::: Data to process
Issue #687, opened 2024-07-22
Refactor `salesforce` adaptor to use client Instead of `state.connection`


mtuchi:
### Description:
Currently, our Salesforce adapter uses `state.connection` to establish the session and removes `state.connection` at the end of execution. To improve the structure and maintainability of the code, we want to refactor the adaptor to use a client setup similar to what we have done with our Hive and GoogleSheets adaptor. This involves the following changes:

1. Remove `state.connection`.
2. Introduce a client or session variable (e.g., `let client = null;` or `let session = null;`).
3. Set up the client using a new function `createConnection()`.
4. Destroy the client using a new function `removeConnection()`.

### Tasks:
1. **Remove `state.connection`:**
   - Identify all instances where `state.connection` is used.
   - Refactor the code to remove `state.connection`.

2. **Introduce client variable:**
   - Define a new client or session variable (e.g., `let client = null;`).

3. **Update `createConnection()` function:**
   - Implement a function `createConnection()` that initializes the client.
   - Ensure the function handles all necessary configurations and authentication.

4. **Create `removeConnection()` function:**
   - Implement a function `removeConnection()` that properly closes and cleans up the client session.
   - Ensure the function handles any necessary cleanup and error handling.

5. **Refactor code to use client:**
   - Update all relevant parts of the adapter to use the new client variable.
   - Replace instances of `state.connection` with the appropriate client methods and properties.

6. **Testing:**
   - Thoroughly test the refactored adaptor to ensure it functions correctly.
   - Ensure all existing functionality is preserved and no regressions are introduced.

### References:
- Example from PostgreSQL adapter:
  ```javascript
  let client = null;

  function createConnection() {
    // Setup client
  }

  function removeConnection() {
    // Destroy client
  }
  ```

### Related Issues/PRs:
- #662

josephjclark:
The unit tests currently rely on `state.connection` to provide a mock connection handler.

What you'll need to do is provide something like a `setMockClient(client)` private function in the adaptor. A bit like how we handle mock connections in common http.

Then the tests will call `setMockClient` each time and provide mock implementations to satisfy the tests

This is sort of what I want to do in the mockable tests epic, but I agree that we need to fix salesforce before we pick that epic up.

mtuchi:
Made good progress on this, but integration test are failing with an error saying `Only absolute URLs are supported`.  I will investigate further tomorrow

PR #1063, opened 2025-03-18
Update salesforce to use `connection` client 

mtuchi:
## Summary

Replace `state.connection` with a global `connection` client and update unit tests

**Fixes**
-  #687
- #1067

## Details
- Update `configuration-schema` to default `loginUrl` to `https://login.salesforce.com` and `apiVersion` to `50.0`. Because of defaultConnectionConfig in V3. See [V3 connection.ts:L109](https://github.com/jsforce/jsforce/blob/3.6.6/src/connection.ts#L109), [V3 connection.ts:L111](https://github.com/jsforce/jsforce/blob/3.6.6/src/connection.ts#L111)
- Removed `util.createBasicConnection()`.
- Removed `util.createTokenConnection`
- Add `connect` function for connecting to salesforce using basic or access_token
- Add `setMockConnection()` function, which make it easy to setup fake connection
- Update unit test to use `setMockConnection()` for setting up fake connection 
- Update `execute()` function to `createConnection` and removed `removeConnection` function
- Update all Adaptor function to use the global `connection` instead of `state.connection`
- Remove `lodash` and the use of `flatten` in execute function

## AI Usage

know!):

- [x] Strategy / design
- [ ] Other
- [ ] I have not used AI

## Review Checklist


mtuchi:
Hiya @josephjclark , this one is ready for review. I can't express enough how grateful i am with the unit tests. They helped me a lot on getting this done 🙌🏽

packages/salesforce/src/Adaptor.js
```diff
@@ -104,11 +128,10 @@ export function execute(...operations) {
   };
 
   return state => {
-    util.createConnection(state);
-    connection = util.getConnection();
     return commonExecute(
       util.loadAnyAscii,
-      ...operations
+      createConnection,
+      ...flatten(operations)
```
josephjclark, line 130: Why did we introduce flatten here? it wasn't here before?

packages/salesforce/src/util.js
```diff
@@ -1,15 +1,13 @@
...
-let connection = null;
-
-async function basicAuth(state) {
+export const basicAuth = async configuration => {
   const { loginUrl, username, password, securityToken, apiVersion } =
-    state.configuration;
+    configuration;
 
-  connection = new Connection({ loginUrl, version: apiVersion });
+  const conn = new Connection({ loginUrl, version: apiVersion });
```
josephjclark: I'm not really sure about this design

First off, `basicAuth` doesn't sound like a function that'll create a  Salesforce connection.

Secondly, I was surprised to see new Connection in utils at all.

I would simply have a `connect(configuration)` function which looks at config, creates the right sort of connection. and throws with a clear message if invalid configuration is provided.

The `connect` function could live in Adaptor or Utils, both are fine.

josephjclark: It's kind of telling that if you look at `createConnection` in adpator.js,  the only lines of code that actually do anything are calling into `util.js`. So I think these functions all need to be in the same file.

packages/salesforce/src/util.js
```diff
@@ -18,64 +16,33 @@ async function basicAuth(state) {
...
-export function removeConnection(state) {
-  connection = null;
-  return state;
-}
+  return conn;
+};
 
-export function getConnection() {
+export const checkConnection = async connection => {
+  // console.log(typeof (await connection));
```
josephjclark: This log line needs removing

packages/salesforce/src/util.js
```diff
@@ -18,64 +16,33 @@ async function basicAuth(state) {
...
- */
-export function removeConnection(state) {
-  connection = null;
-  return state;
-}
+  return conn;
+};
 
-export function getConnection() {
+export const checkConnection = async connection => {
```
josephjclark, line 41: I think this logic should all be part of the new `connect()` function I've recommended. It's only called from one place right now and it doesn't really DO very much? So I think I'd like to see it assimilated elsewhere

packages/salesforce/test/integration.js
```diff
@@ -13,7 +13,7 @@ import {
 const state = { configuration };
 
 describe('Integration tests', () => {
-  describe.skip('bulk', () => {
+  describe('bulk', () => {
```
josephjclark: Are these tests supposed to be restored in this PR? 

They don't run in CI right, just locally? So it's probably OK to enable them. I'm just a bit surprised at the diff (and conscious that you're looking at tests in another PR)

packages/salesforce/src/Adaptor.js
mtuchi: @josephjclark, flatten was there before. I just moved `createConnection` from util.js to Adaptor.js and removed `removeConnection` function

packages/salesforce/src/util.js
mtuchi: Updated `checkConnection` to only be used internally by `basicAuth` and `tokenAuth` functions

packages/salesforce/test/integration.js
mtuchi: Yes the don't run in CI, i enabled them to make sure test is passing. They should be enabled

packages/salesforce/src/util.js
mtuchi: This is outdated, it was remove long ago

packages/salesforce/src/util.js
mtuchi: I have moved all function for handling connection in Adaptor.js

packages/salesforce/src/Adaptor.js
josephjclark: Ah then I'm getting confused.

Ok, I've looked over this code. You can remove `flatten` completely and close #1067. Let's just do this here, it's a simple change and it's getting merged into an epic anyway

mtuchi: @josephjclark i have removed the use of `flatten` and deleted `lodash` package

josephjclark: Great, thanks!

packages/salesforce/src/Adaptor.js
```diff
@@ -82,6 +81,73 @@ import flatten from 'lodash/flatten';
...
+ * @param {State} state - Runtime state.
+ * @returns {State}
+ */
+const connect = async state => {
+  if (connection) {
+    return state;
+  }
+  const { configuration } = state;
+  configuration.access_token
+    ? await tokenAuth(configuration)
```
josephjclark, line 142: hmm, sorry, i was just about to merge but this ternary just caught my eye and it's needling me. I think if I let this go I'll regret it forever.

IMO this is a "naughty ternary" because it doesn't return anything. This should really be an if statement.

And something about the structure and naming of this is bothering me :thinking: 

I would either:
1) Move _all_ the code inside this connect function, so that you have a big connect function. I don't really understand why `basicAuth` and `tokenAuth` need to be in their own function. We only call them from one place and presumably we're not unit testing them. If you move them inside if/else branches in connect, you can also move `checkConnection` inside (which is what I was getting at before). And I think that simplifies all the code.
2) Rename `basicAuth` to `connectWithBasicAuth` (because this function _does_ something, it really needs a verb in the name) and `tokenAuth` to `connectWithTokenAuth`, then have those functions accept state and return state. Now connect can end with `return config.access_token? connectWithBasicAuth(state) : connectWithTokenAuth(state)`, which at least feels like a cleaner ternary and a nicer way to end the function.

I haven't seen both approaches written down but my instinct says option 1.

What do you think?

packages/salesforce/src/Adaptor.js
mtuchi: @josephjclark just a heads up, #1070 is rebased against `687-use-client` branch. So that PR should be merged before this one to avoid conflict resolution

packages/salesforce/src/Adaptor.js
mtuchi: Options 1 definitely, it makes the whole implementation of `connect` clean, let me work on that

mtuchi: @josephjclark just a heads up, #1070 is rebased against `687-use-client` branch. So that PR should be merged before this one to avoid conflict resolution

josephjclark (approved):
Thank you @mtuchi , I think this is much cleaner :raised_hands:

PR #1091, opened 2025-03-21
Release: dhis2 7.0

### LINKED ISSUE #919: Epic: dhis2 7.0
Epic issue to track work on the next major dhis2 version

## Notes

- Remove callbacks
- move attrs to utils? `util.attr(attribute, value)` is pretty annoying though. Should we have a dhis2 builder API? `b.attr()`?
- `create` should not include HTTP semantics
- `create` should have fewer examples?
- `destroy` is not "a generic helper function"

josephjclark:
Epic branch for next dhis2 release

Closes #919


packages/common/src/util/http.js
```diff
@@ -245,6 +245,10 @@ async function readResponseBody(response, parseAs) {
       return undefined;
     }
 
+    if (response.statusCode === 204) {
```
josephjclark, line 248: I have a feeling we need to remove this (and the associated changeset).  `main` has had a bunch of changes in this area and this branch should be stable without this diff

josephjclark:
When the new http namespace is merged into here I want to take a really close look at the `get()` function

We changed the `get()` signature when removing axios (and didn't document the breaking change). Perhaps it made sense at the time but I think we made it a more http-like function. But now that we've got a http namespace, the ORIGINAL pre-7.0 `get` function looks much better to me

I'm not quite sure where I stand on it. I need to do a deep compare and have a little think about it.

packages/dhis2/src/tracker.js
```diff
@@ -0,0 +1,136 @@
...
+      path: util.prefixVersionToPath(
+        state.configuration,
+        {
+          ...resolvedOptions,
+          resolvedStrategy,
+        },
+        'tracker'
+      ),
+      options: {
+        apiVersion,
```
josephjclark, line 74: @hunterachieng I don't think `apiVersion` should be passed into the request options like this? It's not used, and so it's really confusing to pass it here.

PR #1092, opened 2025-03-21
`salesforce` update query function

### LINKED ISSUE #1030: `salesforce` refactor `query` function
**Description**
The `query` function auto fetching implementation will no longer be needed on jsforcev3, Once we upgrade the adaptor to use the latest version of jsforcev3, See #1028, We should update the query function to use `conn.query` [See docs here](https://jsforce.github.io/document/#query) also we should add support for queryOptions which will make it easy to auto fetch records when we hit the maximum fetch limit. [See queryOptions here](https://jsforce.github.io/jsforce/types/query.QueryOptions.html)

mtuchi:
## Summary

Refactor query function in salesforce adaptor

Fixes #1030

## Details

- Update query function to use thew new jsforce v3 connection. The new `connection.query()` support query options for fetching more data we reached query limit hence removing the current implementation of `autoFetch`
- Update query options [documentation link]( https://jsforce.github.io/jsforce/types/query.QueryOptions.html) 

## AI Usage

know!):

- [ ] Strategy / design
- [ ] Other
- [x] I have not used AI

## Review Checklist

### DIFF
--- a/packages/salesforce/src/Adaptor.js
+++ b/packages/salesforce/src/Adaptor.js
@@ -75,12 +75,6 @@ import * as util from './util';
  * @property {integer} [pollInterval=3000] - Polling interval in milliseconds.
  * */
 
-/**
- * @typedef {Object} QueryOptions
- * @public
- * @property {boolean} [autoFetch=false] - When true, automatically fetches next batch of records if available.
- * */
-
 let connection = null;
 
 /**
@@ -634,8 +628,8 @@ export function post(path, data, options = {}) {
  * @example <caption>Query patients by Health ID using a lazy state reference</caption>
  * query(`SELECT Id FROM Patient__c WHERE Health_ID__c = '${$.data.healthId}'`);
  * @function
- * @param {(string|function)} query - A SOQL query string or a function that returns a query string. Must be less than 4000 characters in WHERE clause
- * @param {QueryOptions} [options] - Optional configuration for the query operation
+ * @param {string} query - A SOQL query string. Must be less than 4000 characters in WHERE clause
+ * @param {object} [options] - Optional query options, {@link https://jsforce.github.io/jsforce/types/query.QueryOptions.html query options}
  * @state {SalesforceState}
  * @property data - Array of result objects of the form <code>\{ done, totalSize, records \}</code>
  * @returns {Operation}
@@ -648,63 +642,44 @@ export function query(query, options = {}) {
       options
     );
     console.log(`Executing query: ${resolvedQuery}`);
-    const autoFetch = resolvedOptions.autoFetch || resolvedOptions.autofetch;
+    const { autoFetch = true, maxFetch = 10000 } = resolvedOptions;
 
     if (autoFetch) {
-      console.log('autoFetch is enabled: all records will be downloaded');
+      console.log(
+        `autoFetch is enabled: A maximum of ${maxFetch} records will be downloaded`
+      );
     }
 
-    const result = {
-      done: true,
-      totalSize: 0,
-      records: [],
-    };
-
-    const processRecords = async res => {
-      const { done, totalSize, records, nextRecordsUrl } = res;
-
-      result.done = done;
-      result.totalSize = totalSize;
-      result.records.push(...records);
-
-      if (!done && !autoFetch && nextRecordsUrl) {
-        result.nextRecordsUrl = nextRecordsUrl;
-      }
-      if (!done && autoFetch) {
-        console.log('Fetched records so far:', result.records.length);
-        console.log('Fetching next records...');
-
-        try {
-          const newResult = await connection.request({ url: nextRecordsUrl });
-          await processRecords(newResult);
-        } catch (err) {
+    let result = {};
+    const records = [];
+    await new Promise((resolve, reject) => {
+      result = connection
+        .query(resolvedQuery)
+        .on('record', record => {
+          records.push(record);
+        })
+        .on('end', () => {
+          console.log('total in database : ' + result.totalSize);
+          console.log('total fetched : ' + result.totalFetched);
+          resolve();
+        })
+        .on('error', err => {
           const { message, errorCode } = err;
           console.error(`Error ${errorCode}: ${message}`);
-          throw err;
-        }
-      }
+          throwError('QUERY_ERROR', { message, errorCode });
+          reject();
+        })
+        .run(resolvedOptions);
+    });
+
+    const allResults = {
+      done: result.totalFetched === result.totalSize,
+      records,
+      totalSize: result.totalSize,
+      totalFetched: result.totalFetched,
     };
 
-    try {
-      const qResult = await connection.query(resolvedQuery);
-      if (qResult.totalSize > 0) {
-        console.log('Total records:', qResult.totalSize);
-        await processRecords(qResult);
-        console.log('Done ✔ retrieved records:', result.records.length);
-      } else {
-        console.log('No records found.');
-      }
-    } catch (err) {
-      const { message, errorCode } = err;
-      console.log(`Error ${errorCode}: ${message}`);
-      throw err;
-    }
-
-    console.log(
-      'Results retrieved and pushed to position [0] of the references array.'
-    );
-
-    return composeNextState(state, result);
+    return composeNextState(state, allResults);
   };
 }
 
--- a/packages/salesforce/test/Adaptor.test.js
+++ b/packages/salesforce/test/Adaptor.test.js
@@ -99,7 +99,7 @@ describe('Adaptor', () => {
     });
   });
 
-  describe('query', () => {
+  describe.skip('query', () => {
     it('should properly pass the query string', async () => {
       const fakeConnection = {
         query: function () {
--- a/packages/salesforce/ast.json
+++ b/packages/salesforce/ast.json
@@ -682,30 +682,21 @@
           },
           {
             "title": "param",
-            "description": "A SOQL query string or a function that returns a query string. Must be less than 4000 characters in WHERE clause",
+            "description": "A SOQL query string. Must be less than 4000 characters in WHERE clause",
             "type": {
-              "type": "UnionType",
-              "elements": [
-                {
-                  "type": "NameExpression",
-                  "name": "string"
-                },
-                {
-                  "type": "NameExpression",
-                  "name": "function"
-                }
-              ]
+              "type": "NameExpression",
+              "name": "string"
             },
             "name": "query"
           },
           {
             "title": "param",
-            "description": "Optional configuration for the query operation",
+            "description": "Optional query options, {@link https://jsforce.github.io/jsforce/types/query.QueryOptions.html query options}",
             "type": {
               "type": "OptionalType",
               "expression": {
                 "type": "NameExpression",
-                "name": "QueryOptions"
+                "name": "object"
               }
             },
             "name": "options"
--- a/packages/salesforce/test/integration.js
+++ b/packages/salesforce/test/integration.js
@@ -13,6 +13,25 @@ import {
 const state = { configuration };
 
 describe('Integration tests', () => {
+  describe('query', () => {
+    it('should return 1000 records', async () => {
+      const { data } = await execute(
+        query('SELECT Id, Name FROM Account LIMIT 1000')
+      )(state);
+
+      expect(data.done).to.eq(true);
+      expect(data.totalSize).to.eq(1000);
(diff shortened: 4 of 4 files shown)


mtuchi:
I will wait for #1070 to be merged so that in can fix unit test for `query` function

mtuchi:
This is almost done, i just need to re-think the query options documentation. Because by default `autoFetch: false` and `maxFetch: 10000` and jsdoc doesn't have good documentation. They have note section that  says `When maxFetch option is not set, the default value (10,000) is applied.` [See docs here](https://jsforce.github.io/document/#using-soql).

I would like to point users to this [query opts docs](https://jsforce.github.io/jsforce/types/query.QueryOptions.html) to see supported options, but it doesn't say the default values for each options

mtuchi:
Hiya @hunterachieng please have a look at changes when you got time

packages/salesforce/test/Adaptor.test.js
```diff
@@ -87,172 +87,172 @@ describe('Adaptor', () => {
         .catch(done);
     });
   });
-
   describe('query', () => {
+    // Common test responses and mocks can be moved to the top
```
hunterachieng, line 91: Can we remove this comment?

.changeset/sweet-ties-juggle.md
```diff
@@ -0,0 +1,7 @@
+---
+'@openfn/language-salesforce': minor
+---
+
+Modernize `query()` implementation using jsforce v3, adding support for
+additional query options [ `maxFetch`, `headers`, `responseTarget` and
```
hunterachieng, line 6: In your code, I see we are only using `maxFetch` and `autofetch`. Can one still pass the other options as mentioned here?

mtuchi: Yes, you can pass the other options

packages/salesforce/src/Adaptor.js
```diff
@@ -528,77 +522,40 @@ export function insert(sObjectName, records) {
...
-      query,
-      options
-    );
+    const [
+      resolvedQuery,
+      resolvedOptions = { autoFetch: false, maxFetch: 10000 },
+    ] = expandReferences(state, query, options);
     console.log(`Executing query: ${resolvedQuery}`);
-    const autoFetch = resolvedOptions.autoFetch || resolvedOptions.autofetch;
+    const { autoFetch, maxFetch } = resolvedOptions;
```
josephjclark, line 538: Is autoFetch actually doing anything now?

Presumably if you pass maxFetch: 10m, it'll just download 10m records regardless of whether autofetch is enabled? This, by the way, is the correct pagination behaviour. Ask for a million records and you should be given a million records.

packages/salesforce/src/Adaptor.js
```diff
@@ -528,77 +522,40 @@ export function insert(sObjectName, records) {
...
-    console.log(
-      'Results retrieved and pushed to position [0] of the references array.'
+    const { records, totalSize, done } = await connection.query(
+      resolvedQuery,
+      resolvedOptions
     );
+    const totalFetched = records.length;
 
-    return composeNextState(state, result);
+    if (records.length > 0) {
```
josephjclark, line 552: If there are no records, we say nothing? Does that seem correct?

packages/salesforce/src/Adaptor.js
```diff
@@ -528,77 +522,40 @@ export function insert(sObjectName, records) {
...
+      console.log('total in database : ' + totalSize);
+      console.log('total fetched : ' + totalFetched);
+    }
+    const allResults = { done, records, totalSize, totalFetched };
```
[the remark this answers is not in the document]
josephjclark: I'm not neccssarily asking for a change here, just sounding out the question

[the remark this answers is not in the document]
mtuchi: If `autoFetch: false` and we have 8000 records in the database
```
done: false,
totalFetched: 2000, 
records: [{}] // 2000 objects
totalSize: 8000,
nextRecordsUrl: 'url-for-next-batch'
```

If `autoFetch: true`
```
done: true,
totalFetched: 8000, 
records: [] // 8000 records
totalSize: 8000,
```

I can remove `totalFetched` and leave the log only that says `total fetched : records.length`. I thought it's useful because `query` has a limitation of `2000 records` if `autFetch: false` and `10000 max records` if `autoFetch: true`  and `maxFetch` value is not specified

packages/salesforce/src/Adaptor.js
mtuchi: Okay that make sense, but i wonder if we need a better way of querying for more results. Because making the query by default autoPage make sense but you still have limitation of 10000 max records by default, if you need more you just need to adjust `maxFetch` which still is not a guarantee if it will return all results

mtuchi: I think `autoFetch` is still useful for when user wants to get the default maximum number of results and get the `nextRecordsUrl` incase they need to use it in their job code

packages/salesforce/src/Adaptor.js
```diff
@@ -528,77 +522,40 @@ export function insert(sObjectName, records) {
...
-      'Results retrieved and pushed to position [0] of the references array.'
+    const { records, totalSize, done } = await connection.query(
+      resolvedQuery,
+      resolvedOptions
     );
+    const totalFetched = records.length;
 
-    return composeNextState(state, result);
+    if (records.length > 0) {
+      console.log('total in database : ' + totalSize);
```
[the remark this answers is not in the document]
mtuchi: If it only say `totalFetched` and it doesn't say how many are left then i don't have anything in the logs that suggest i haven't fetch all records.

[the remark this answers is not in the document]
mtuchi: `query` has a limit of `2000 records` if `autoFetch: false` and `10000 records` if `autoFetch: true`.

packages/salesforce/src/Adaptor.js
josephjclark: But autofetch isn't doing anything right now. So if you explicitly want _all_ records, what do you do?

Also we haven't documented the 10k default? It's probably worth us duplicating documentation on options we think are going to be super common. Like `maxFetch` right now (which in other adaptors we call `limit`, so maybe we should think about that) is basically essential to large queries

packages/salesforce/src/Adaptor.js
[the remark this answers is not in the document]
josephjclark: Ok. Let me go back and remind myself about this data structure - I seem to remember talking about it before.

My instinct is that we should just have an API that says "get me all records" or "get me this specific set of records", and nothing else. And in that API you'd just have a flat `state.data` results array.

I don't know if we've talked about this, but if we were to expose the jsforce object directly, we'd have a lot of license to have more opinionated APIs for 90% of use-case, and point users to the client for the edge-cases that aren't covered by by this.

I suppose that depends on how common it is to use `nextRecordsUrl`

josephjclark:
@mtuchi how about this:

We make the signature `query(q, { limit })`. We always autoFetch, and we explicitly default the limit to 10k. Pass `limit: false` or `limit:Infinity` to download everything.

No other jsforce options are supported.

We return a result array to `state.data`.

We return the `{ done, totalSize, records, nextRecordsUrl }` object returned by jsforce to `state.response`

Users wanting to implement their own pagination need to do `http.get($.response.nextRecordsUrl)`. I don't really want them to do this (because it's too hard in openfn). They should be using a cursor to query for the correct range of data, and processing that entire range in the step.

This is not a jsforce query wrapper. This is a salesforce query operation.

This would be a breaking change and should be released in the next major (not 6), along with the bulk API changes.

mtuchi:
Okay got you @josephjclark, I will work on your suggestion and fix the conflicts on the next sprint

mtuchi:
Hiya @josephjclark can we change `limit` option to `maxFetch` [1:1 map to jsforce] or to `max` [Openfn only opts]
Because For the case of `query()` you could write a query specifying the limit for example 
```js
query('select Name from Account LIMIT 10')
```
So having the `limit` option feels like it will introduce confusion

josephjclark:
@mtuchi That's cool - let's call it `max` (I feel no obligation to map to jsforce)

Agreed on removing `records` from state.response!

mtuchi:
> @mtuchi That's cool - let's call it `max` (I feel no obligation to map to jsforce)
> 
> Agreed on removing `records` from state.response!

Hiya @josephjclark done ✅

.changeset/sweet-ties-juggle.md
```diff
@@ -0,0 +1,47 @@
...
+
+```js
+// Old way - using autoFetch
+query('select name from account', { autoFetch: true });
+// Result: state.data = { done, totalSize, records: [] }
+```
+
+**After**
+
+To fetch all records now, use the `max: false` option:
```
josephjclark, line 39: Can we document this as `max: Infinity`? I think that's easier to comprehend

.changeset/sweet-ties-juggle.md
```diff
@@ -0,0 +1,47 @@
...
+
+- Modernize `query()` implementation using jsforce v3
+- Remove `autoFetch` option from `query()` function
+- Add `max` option to `query()` function
+- Change query result structure:
+  - `state.data` now contains only the array of records
+  - Query metadata (`done`, `totalSize`, `nextRecordsUrl`) moved to
+    `state.response`
+
+### Migration Guide
```
josephjclark, line 13: Fantastic docs, thank you :pray:

packages/salesforce/src/Adaptor.js
```diff
@@ -515,90 +509,54 @@ export function insert(sObjectName, records) {
...
  * Note that in an event of a query error, error logs will be printed but the operation will not throw the error.
  *
  * The Salesforce query API is subject to rate limits, {@link https://sforce.co/3W9zyaQ learn more here}.
- *
  * @public
  * @example <caption>Run a query and download all matching records</caption>
- * query('SELECT Id FROM Patient__c', { autoFetch: true });
+ * query('SELECT Id FROM Patient__c', { max: false });
+ * @example <caption>Run a query and limit records</caption>
+ * query('SELECT Id From Account Limit 10');
```
josephjclark, line 519: Oh hey this is a great point, I hadn't considered that users can limit in the query itself.

This makes me think that we should actually default max to infinity, which would avoid a conflict on limit and max

Salesforce users used to running big queries are likely to limit as standard, and don't need our API getting in the way. They probably want control from the query, right?

josephjclark (commented):
Looks great but your excellent examples  have raised a question in my mind! Can we tackle that before deciding next steps?

packages/salesforce/src/Adaptor.js
mtuchi: If we default `max: Infinity` we are partially doing `bulkQuery()` job. Because the only time you will need to use bulkQuery will be when you're query string exceed 4000 characters. otherwise just use `query()`.

There is also a difference between using `max: 100` to `select id from account limit 100`. 

With `max: 100` you will get 100 records + metadata for the next records. 
But  will `limit 100` in a query` you will only get `100 records`

mtuchi: I like the idea of defaulting `max: Infinity` but i am concerned if user have 1million records. Do we really want them to use `query()` function ? Shouldn't we have a default limit even if it's high Eg: 30k records ??

mtuchi: Hiya @josephjclark, I have replaced `max` with `limit` and updated docs, test and add warning if query contain `LIMIT` or `limit` clause. 

Regarding the default value. I think it should be 10k which matches the internal default maxFetch, I think 5k is very small number of records

.changeset/sweet-ties-juggle.md
```diff
@@ -0,0 +1,47 @@
+---
+'@openfn/language-salesforce': major
+---
+
+- Modernize `query()` implementation using jsforce v3
+- Remove `autoFetch` option from `query()` function
+- Add `max` option to `query()` function
```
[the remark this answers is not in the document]
mtuchi: Ooh yes, sorry my bad. I have update the changeset now

josephjclark:
Thanks @mtuchi - I think we'll release this alongside the bulk stuff, in the same major version. I'll hold off the final review for now and try and get your other stuff merged :)

josephjclark:
Tempted to remove common.map form here and release as one breaking change. It'll be a bit cleaner :thinking:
::::::
* _Work instruction_: Starting with the first line of the entries and ending with the line that has "2. **Introduce client variable:**", copy each line exactly and add nothing.

* _Answer to this exercise_:
Issue #687, opened 2024-07-22
Refactor `salesforce` adaptor to use client Instead of `state.connection`


mtuchi:
### Description:
Currently, our Salesforce adapter uses `state.connection` to establish the session and removes `state.connection` at the end of execution. To improve the structure and maintainability of the code, we want to refactor the adaptor to use a client setup similar to what we have done with our Hive and GoogleSheets adaptor. This involves the following changes:

1. Remove `state.connection`.
2. Introduce a client or session variable (e.g., `let client = null;` or `let session = null;`).
3. Set up the client using a new function `createConnection()`.
4. Destroy the client using a new function `removeConnection()`.

### Tasks:
1. **Remove `state.connection`:**
   - Identify all instances where `state.connection` is used.
   - Refactor the code to remove `state.connection`.

2. **Introduce client variable:**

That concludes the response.